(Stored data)

PR #15913, opened 2024-12-05
Initial version of defining the interfaces to accept metrics

sm-xu:
### Description of PR

Summary:
Fixes # (issue)

### Type of change

- [ ] Bug fix

### Back port request
- [ ] 202012
- [ ] 202205
- [ ] 202305
- [ ] 202311
- [ ] 202405


tests/snappi_tests/intf_utils/intf_accept_metrics.py
```diff
@@ -0,0 +1,109 @@
...
+#               +-----+   | +---------+ +-----+ |
+#               |  M  |-->| |timestamp| |label| |
+#               +-----+   | +---------+ +-----+ |
+#                         |                     |
+#                         | +-----+ +-----+     |
+#                         | |value| |flags|     |
+#                         | +-----+ +-----+     |
+#                         +---------------------+
+
+from typing import List, Dict, Union
```
r12f, line 45: +1 for using typings, thank you!

tests/snappi_tests/intf_utils/intf_accept_metrics.py
```diff
@@ -0,0 +1,109 @@
...
+
+    def add_metric(self, metric):
+        self.metrics.append(metric)
+
+    def __repr__(self):
+        return f"ScopeMetrics(scope={self.scope}, metrics={self.metrics})"
+
+
+# a ResourceMetrics object's ID is test_run_id
+class ResourceMetrics:
```
r12f, line 97: let's revert the order of these classes and put the top most level one on the top.

tests/snappi_tests/intf_utils/intf_accept_metrics.py
```diff
@@ -0,0 +1,109 @@
...
+    def __init__(self, test_run_id, os_version):
```
r12f, line 98: I believe we have way more than these 2 fields, do you mind to help check our meeting notes and add them in?

tests/snappi_tests/intf_utils/intf_accept_metrics.py
```diff
@@ -0,0 +1,109 @@
+# This file defines the interfaces that snappi tests accept external metrics.
+
+#  Metrics data are organized into the hierarchies below
+#  ResourceMetrics
```
r12f, line 4: I believe you are following the names of OTEL, but in our case, it will be better to be more specific to our use case.

So, we can rename the ResourceMetrics to TestMetrics.

tests/snappi_tests/intf_utils/intf_accept_metrics.py
```diff
@@ -0,0 +1,109 @@
...
+#    ├── ResourceID
+#    └── ScopeMetrics
```
r12f, line 6: I don't think we need the level of ScopeMetrics.

tests/snappi_tests/intf_utils/intf_accept_metrics.py
```diff
@@ -0,0 +1,109 @@
...
+#
+# A ResourceMetrics has its ID and a list of ScopeMetrics objects.
+# A ScopeMetrics    has its ID and a list of Metric objects.
+# A Metric has several attributes and data. So far we only have Gauge type data.
+# A Gauge has a list of NumberDataPoint objects.
+# A NumberDataPoint has its label, value, flags and the timestamp at which the data was collected.
+#                         +---------------------+
+#                         | DataPoint 1         |
+#                         | +---------+ +-----+ |
+#               +-----+   | |timestamp| |label| |
```
r12f, line 24: since all data points are sharing the same timestamp, we can lift it up.

tests/snappi_tests/intf_utils/intf_accept_metrics.py
```diff
@@ -0,0 +1,109 @@
...
+#               |  .  |   +---------------------+
+#               |  .  |   | DataPoint M         |
+#               +-----+   | +---------+ +-----+ |
+#               |  M  |-->| |timestamp| |label| |
+#               +-----+   | +---------+ +-----+ |
+#                         |                     |
+#                         | +-----+ +-----+     |
+#                         | |value| |flags|     |
+#                         | +-----+ +-----+     |
+#                         +---------------------+
```
r12f, line 43: We need an interface to emit these metrics. To be more specific:

Factory class, so we can override:

```python
class MetricReporterFactory:
    def __init__(self, <test run related info>, <testbed related info>):
        self.xxx = xxx

    def build(self):
        # Create MetricsReporter here.
        pass
```

Interface for test to use:
```python
class MetricsReporter:
    def __init__(self, <test run related info>, <testbed related info>):
        self.xxx = xxx

    def emit_metrics(metrics: TestMetrics):
        # throw not implemented
```

tests/snappi_tests/intf_utils/intf_accept_metrics.py
sm-xu: Done

tests/snappi_tests/intf_utils/intf_accept_metrics.py
sm-xu: Added testbed_name, testcase_name.

tests/snappi_tests/intf_utils/intf_accept_metrics.py
sm-xu: My thought is
Resource level: all metrics from one test run
Scope level: all metrics belonging to one device
Metric level: all metrics belonging to one category
I might be wrong. Let's discuss this topic tomorrow.

tests/snappi_tests/intf_utils/intf_accept_metrics.py
sm-xu: Good point! Done.

tests/snappi_tests/intf_utils/intf_accept_metrics.py
sm-xu: Added these classes. They only have prototype as of now. Will add the implementation later.

tests/snappi_tests/intf_utils/intf_accept_metrics.py
sm-xu: Good point! Done. Thank you!

tests/snappi_tests/intf_utils/intf_accept_metrics.py
```diff
@@ -0,0 +1,147 @@
...
+        self.value = value  # Metric value (can be double or integer)
+        self.flags = flags  # Optional flags
+
+    def __repr__(self):
+        return (f"NumberDataPoint(label={self.label}, "
+                f"time_unix_nano={self.time_unix_nano}, value={self.value}, flags={self.flags})")
+
+############################## Report Metrics ##############################
+
+class MetricReporterFactory:
```
r12f, line 128: move factory to another file, so we can override easily.

tests/snappi_tests/intf_utils/intf_accept_metrics.py
```diff
@@ -0,0 +1,147 @@
+# This file defines the interfaces that snappi tests accept external metrics.
+
+#  Metrics data are organized into the hierarchies below
+#  TestMetrics
+#    ├── TestID
+#    └── DeviceMetrics
+#       ├── DeviceID
+#       └── Metric
```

[TASK DETAILS] Show each line of the records above containing "from".

[WRITTEN RESPONSE]
+from typing import List, Dict, Union
Resource level: all metrics from one test run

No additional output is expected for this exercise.